See, the right isn't like us. They think that the so called liberal media is irretrievably biased but believe what they see, read and hear on their own media. We on the left, on the other hand, have no faith in any mainstream media, really, or any alternative media either for that matter. We have developed the habit of culling from various sources and analyzing the information ourselves as best we can. Even then we are very skeptical. Nothing that the media could do would particularly shock or disappoint us. No so with the other side. A fair number of them are actually hurt and bewildered by what they saw in the Schiavo matter.

I suppose it's possible that this will fade and that nobody will remember the bizarre spectacle of these urbane, cosmopolitan news celebrities on television spouting lines from Elmer Gantry or Rush clumsily sputtering about the culture of life, but once people have been shocked like this they don't fully trust again. I think there may be quite a few Republicans who were surprised by the complete abdication of responsible coverage by their own trusted Wurlitzer.

It's one thing to get behind jingoistic nationalism and shut your eyes and ears to anything that disturbs that vision of your government. Most wingnuts have a bizarre belief that the government must know best when it comes to national security, despite all evidence to the contrary. But, to see your trusted media blow it so hugely on a personal issue about which most of us have very definite opinions and are pretty well informed, must be quite jarring.

Liberals have been hung for decades with the alleged radicalism and extremism of the new left of 35 years ago. But it's not as if we ever made Abbie Hoffman the majority leader of the House. Tom Hayden never ran for president. Today we have a corrupt GOP congressional leader who is now actively embracing a shift in the separation of powers and he's being supported by an active extremist constituency inside the Republican party. The fringe appears to be wielding a tremendous amount of power.

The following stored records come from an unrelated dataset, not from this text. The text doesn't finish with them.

PR #1046, opened 2023-08-30
[#IOPID-684] Forward client IP address to fast-login

BurnedMarshal:
depends on https://github.com/pagopa/io-functions-fast-login/pull/14

#### List of Changes

new `decodeIPAddressFromReq` for IP validation
Upgrade the client generated from `fn-fast-login`
Decorate the refresh session call with `x-pagopa-lv-client-ip`

#### Motivation and Context

To add Client IP address into the audit log the `fn-fast-login` needs to receives the value.

unit test

#### Types of changes


src/controllers/__tests__/fastLoginController.test.ts
arcogabbo, line 1: I would add a test that ensures a 500 is returned when an unexpected value for the user ip is given to the request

Via Sandrover over at Kos I read that four senators have sponsored an act that "makes it possible for the Congress to charge any judge with a crime who disagrees with the concept that all law, liberty, and government comes only from God."


"The Constitution Restoration Act of 2005 - Amends the Federal judicial code to prohibit the U.S. Supreme Court and the Federal district courts from exercising jurisdiction over any matter in which relief is sought against an entity of Federal, State, or local government or an officer or agent of such government concerning that entity's, officer's, or agent's acknowledgment of God as the sovereign source of law, liberty, or government.

Prohibits a court of the United States from relying upon any law, policy, or other action of a foreign state or international organization in interpreting and applying the Constitution, other than English constitutional and common law up to the time of adoption of the U.S. Constitution.Provides that any Federal court decision relating to an issue removed from Federal jurisdiction by this Act is not binding precedent on State courts.

Provides that any Supreme Court justice or Federal court judge who exceeds the jurisdictional limitations of this Act shall be deemed to have committed an offense for which the justice or judge may be removed, and to have violated the standard of good behavior required of Article III judges by the Constitution.


Co-sponsors:
Sen Brownback, Sam - 3/3/2005
Sen Burr, Richard - 3/3/2005
Sen Craig, Larry E. - 3/8/2005
Sen Lott, Trent - 3/8/2005

The House has 18 co-sponsors for their versions of the same bill.

As much as the Republicans may hate judges these days, this guy surely warms the cockles of their lil' hearts:

"When someone walks by the commandments, they are not studying the text. They are acknowledging that the government derives its authority from God."


Now if they can just pass that law that forces all judges to march to Uncle Nino's tune then everything will just be hunky dory. Funny, I thought "we the people" were the sovereign source of law, liberty and government. Silly me.

Apparently, we are entering a new phase in the culture war that should be startling to even those who didn't see that partisan witch hunts, bogus impeachments and stolen elections indicated a certain, shall we say, imaginative interpretation of our constitution and a willingness to radically exceed any previous limits on partisan power. As the brilliant Dahlia Lithwick puts it in her review of the latest bestselling Regnery toilet paper Men in Black: How the Supreme Court Is Destroying America (aka Thanks For Bush vs Gore But What Have You Done For Me
Lately?)
:

...Levin pays some lip service to the idea that the federal bench needs to be stacked with right-wing ideologues in his penultimate chapter. But he betrays early on his fear that even the staunchest conservative jurist is all-too-often "seduced by the liberal establishment once they move inside the Beltway." Thus, his real fixes for the problem of judicial overreaching go further than manipulating the appointments process. He wants to cut all judges off at the knees: He'd like to give force to the impeachment rules, put legislative limits on the kinds of constitutional questions courts may review, and institute judicial term limits. He'd also amend the Constitution to give congress a veto over the court's decisions. Each of which imperils the notion of an independent judiciary and of three separate, co-equal branches of government. But the Levins of the world are not interested in a co-equal judiciary. They seem to want to see it burn.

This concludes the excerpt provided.